[Records from a collection]
PR #5819, opened 2026-08-19
feat: Bring the BXL authoring skill into the plugin and pin its claims

habdelra:
The BXL engine gives card authors no guard rails: it tolerates missing values, catches spreadsheet error values rather than throwing, and compiles a readable spreadsheet dialect down to jq, so several of the ways to get an expression wrong land a plausible value in the field instead of an error. The authoring skill for that surface lives in `cardstack/boxel-skills`, which is the single source that reaches both agent harnesses — the boxel-cli plugin via `build:skills`, and the in-app AI assistant via the skills-realm sync. This PR is the half the monorepo owns: bringing the skill into the plugin, and proving that what it teaches is what the engine does.

## The skills pin

`BOXEL_SKILLS_VERSION` moves to `v0.1.1`, the first tag carrying `bxl-authoring`, and `pnpm build:skills` regenerates the plugin copies from it (18 skills). That is what puts the skill in front of authors, and what gives the drift guard below a file to read — without it the suite refuses to run rather than passing vacuously against a missing file. The regenerated copies also carry the other upstream skill edits made since `v0.1.0`: linked catalog entries, SEARCH/REPLACE as the only file-editing path, two cardinal rules for instance-authoring traps, and corrected `@cardstack/base` import references.

## The drift guard

`packages/bxl/tests/boxel/authoring-skill-claims.ts` — 32 cases against the copy `build:skills` brings in. Each asserts both halves of a claim: the snippet still appears in the skill, and the behavior it describes still holds against the engine. Whitespace is normalized before matching, so rewrapping prose or realigning a table is not a failure — only changing what an example says is.

Substring matching alone is too weak for that, so the pinning is shaped against the ways a skill actually drifts:

- Multi-line snippets tie each code line to the comment above it, so swapping a WRONG and a RIGHT example fails.
- The refused and allowed lists are read as their backticked tokens and compared as sets against the names the cases cover — an entry added without a case, dropped, or moved between the lists fails. Exact tokens, so a short name like `env` can't be satisfied by a longer word containing it. The refusal set is read from the engine's own ban tables rather than a hand-copied list, so a name the engine starts or stops refusing shows up here.
- Table rows are pinned including their reason column, because a stated mechanism is a claim too.
- The cited-path case names the paths it requires rather than counting them, and resolves the bare `*.md` filenames as well.
- Every allowed form is evaluated for its value rather than merely constructed — construction proves nothing, since the derive profile only screens the names it bans and an unknown name constructs happily, which an unknown-name control asserts. It loads the lazy formula families first, as the host does before serving the module, or `NPV` and `isEmail` would be checked against a narrower library than a card gets.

What the task asks ▸ In the data above, retype exactly and only the lines between the one holding "- Table rows" and the one holding "- The cited-path", inclusive.

Answer box ▸
- Table rows are pinned including their reason column, because a stated mechanism is a claim too.
- The cited-path case names the paths it requires rather than counting them, and resolves the bare `*.md` filenames as well.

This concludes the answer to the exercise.